Walter Youse, who, as manager of the Leone's-Johnny's amateur powerhouse, managed Kazmarek and Spencer, plus Hall of Famers Reggie Jackson and Al Kaline, says Teixeira is ahead of them all at this stage.

"The thing he has over those other guys is that he is a switch hitter," said Youse, who is a consultant to the Milwaukee Brewers.

"This kid [Teixeira] has good power, and even Reggie wasn't as good a hitter at this level. I compare him to and think he is as good as [Pat] Burrell at Miami."

Burrell is a 21-year-old, 6-4, 220-pound junior third baseman for the University of Miami who is expected to be the first position player chosen and the fourth overall in the draft.

Youse, who watched Teixeira hit three monster homers in one game last summer for Severna Park Legion in the American Legion regional at Hagerstown's Municipal Stadium, is sold. "If the right guy sees him on a great day, he could go high," said Youse.

Georgia Tech coach Danny Hall, who stands to lose, agrees.

"There is no doubt in my mind, he's going high and chances are he will sign and we will lose a great player and tremendous person," said Hall. "The biggest thing he has is the option to come play for us."

Teixeira more than qualifies academically as a member of the National Honor Society with a 3.75 grade-point average, ranked 13th in his senior class.

In August at Chapel Hill, N.C., Hall's recruiting director watched Teixeira play in the Eastern U.S. Showcase, and Teixeira put on a show using a wooden bat. (Aluminum bats are used at the high school and collegiate levels, but only wooden bats are allowed in professional baseball).

"Scouts told me I was on the fence as a first-round prospect before Chapel Hill," said Teixeira. "But I had a great tournament and my value went way up."

Teixeira didn't get this good overnight.
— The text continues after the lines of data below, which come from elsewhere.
PR #806, opened 2016-05-21
MERC-724: Use es2015 loose mode for ie10 scripts compatibility

hegrec:
Run using babel es2015 loose preset to stick to more traditional es5 style bundles.
This is caused by yet another change from babel 5 to babel 6 where babel 6 assumes it can follow es6 more closely, for our use case, this will not work because we cater to many customers in different environments around the world.

Babel Loose Mode: http://www.2ality.com/2015/12/babel6-loose-mode.html

I tested this in browserstack against IE10, IE11, MS Edge, Safari, and Chrome for production bundled and cli driven themes and all seem to be working great.

@bc-ejoe @mickr @mcampa @sherrybc @bc-ranji


mcampa:
👍

bc-ejoe:
can you open this PR against the v1.2.1 branch?

PR #809, opened 2016-05-24
MERC-721 - Consistent `required` labeling

mickr:
MERC-721 - Consistent `required` labeling

* Required fields for options should be clearly marked as required, and consistent.


mickr:
@bc-ejoe

hegrec:
👍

He said his dad, John Teixeira, has been "the biggest influence in my life."

John Teixeira hails from Key West, Fla., where Bucky Dent was a teammate on the Hialeah High baseball team. The elder Teixeira was drafted late out of high school by the Pittsburgh Pirates, but chose to attend the Naval Academy, where he played center field and graduated in 1974.

It was his dad who taught Teixeira how to hit and at age 13 turned him into a switch hitter. Only 150 pounds as a freshman, Teixeira hit the weights and bulked up, putting on 70 pounds in three years.

"I'm where I am because of my parents," said Teixeira. "If I go 0-for-4, my mom [Margy] tells me she still loves me. It's good to know I can count on them."